PR #452, opened 2024-04-23
Fix Containerd subscribe returning on any error

phillebaba:
The code was copied from a function which kept the return during errors. This was wrong as it would cancel any future event mapping. This change refactors the Subscribe function and resolves the issue. It makes sure to close the channels when the go routine returns to make sure that future errors will bubble up.

### DIFF
--- a/pkg/oci/containerd.go
+++ b/pkg/oci/containerd.go
@@ -136,50 +136,49 @@ func verifyStatusResponse(resp *runtimeapi.StatusResponse, configPath string) er
 	return fmt.Errorf("Containerd registry config path is %s but needs to contain path %s for mirror configuration to take effect", cfg.Registry.ConfigPath, configPath)
 }
 
-func (c *Containerd) Subscribe(ctx context.Context) (<-chan ImageEvent, <-chan error) {
-	imgCh := make(chan ImageEvent, 1)
-	errCh := make(chan error, 1)
-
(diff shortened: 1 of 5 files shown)


bittrance (approved):
This is certainly an improvement :+1:  

I'm feeling slightly uncomfortable that the entire tracking logic does log-and-continue. At some point this style turns into a violation of the explode-on-error principle. It is possible to make an argument for an error rate metric here, but let's see if the problem occurs before trying to address it.

pkg/oci/containerd.go
```diff
@@ -136,50 +136,49 @@ func verifyStatusResponse(resp *runtimeapi.StatusResponse, configPath string) er
...
 	client, err := c.Client()
 	if err != nil {
-		errCh <- err
-		close(imgCh)
-		close(errCh)
-		return imgCh, errCh
+		return nil, nil, err
 	}
-
 	envelopeCh, cErrCh := client.EventService().Subscribe(ctx, c.eventFilter)
```
bittrance, line 146: `cErrCh` could do with a better name.

phillebaba: I agree but its so small it should not matter for now.

phillebaba:
I have tried exiting on errors before but that was just as bad in the other way. A crash would occur at the smallest problem with an image, which Spegel can't control. I would rather have things work for the most part than crash for the smallest error.

PR #454, opened 2024-04-24
Update COMPATIBILITY.md

andreyolv:


bittrance:
Can you please provide a section below that explains why kind does not work? Also, please note that we use Kind in our end-to-end tests, see https://github.com/spegel-org/spegel/tree/main/test/e2e, so if you are encountering problems, it would be good to understand why.

phillebaba:
Yes if we are going to add Kind we should add a note about the required Containerd patches which we use in the e2e tests.

```yaml
apiVersion: kind.x-k8s.io/v1alpha4
kind: Cluster
containerdConfigPatches:
- |-
  [plugins."io.containerd.grpc.v1.cri".registry]
    config_path = "/etc/containerd/certs.d"
  # Discarding unpacked layers causes them to be removed, which defeats the purpose of a local cache.
  # Additioanlly nodes will report having layers which no long exist.
  # This is by default false in containerd.
  [plugins."io.containerd.grpc.v1.cri".containerd]
    discard_unpacked_layers = false
  # This is just to make sure that images are not shared between namespaces.
  [plugins."io.containerd.metadata.v1.bolt"]
    content_sharing_policy = "isolated"
```

While an isolated content sharing policy is not required, it makes little sense to run Spegel in kind if it is shared.

@andreyolv is there a specific reason why you want to run Spegel in kind?

andreyolv:
I was not using these plugins for containderd. Thanks for the explanation, I'll try later

The reason for the kind is just to test the tool.

PR #460, opened 2024-04-27
Fix http-bootstrap-addr env variable

stenh0use:
PR fixes the env variable for `HTTPBootstrapAddr` / `--http-bootstrap-addr` flag from `HTTP_BOOTSTRAP_KIND` to `HTTP_BOOTSTRAP_ADDR`. This matches the convention for the other env var options in the file.

While this is a breaking change, I would be surprised if anyone is using the HTTP bootstrap feature yet.

Let me know your thoughts.


phillebaba (approved):
This is my mistake, thanks for fixing this.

____

Exercise requirements: Scan the material line by line and report each one that contains "reason".

Solution:
@andreyolv is there a specific reason why you want to run Spegel in kind?
The reason for the kind is just to test the tool.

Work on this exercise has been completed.